Data supplied:
PR #776, opened 2021-06-17
Added note about registration.username

mooreds:
it cannot be used to login.


site/docs/v1/tech/apis/_user-registration-combined-request-body.adoc
```diff
@@ -31,7 +31,7 @@ The User's preferred timezone for this Application registration. The format is n
 `America/Denver` or `US/Mountain`
 
 [field]#registration.username# [type]#[String]# [optional]#Optional#::
-The username of the User for this Application only.
+The username of the User for this Application. This username cannot be used to login. It is for display purposes only.
```
robotdan, line 34: It could be used in your app, but as far as FusionAuth is concerned, it is display only. We could also mention that `user.username` is the value they want to set if you want to login with it.

mooreds: Good point.

robotdan (commented):
lgtm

Prompt:
Only the lines from the one with "robotdan, line 34: It" to the end of the listing are wanted. Print them exactly, keeping both ends.

Result of this exercise:
robotdan, line 34: It could be used in your app, but as far as FusionAuth is concerned, it is display only. We could also mention that `user.username` is the value they want to set if you want to login with it.

mooreds: Good point.

robotdan (commented):
lgtm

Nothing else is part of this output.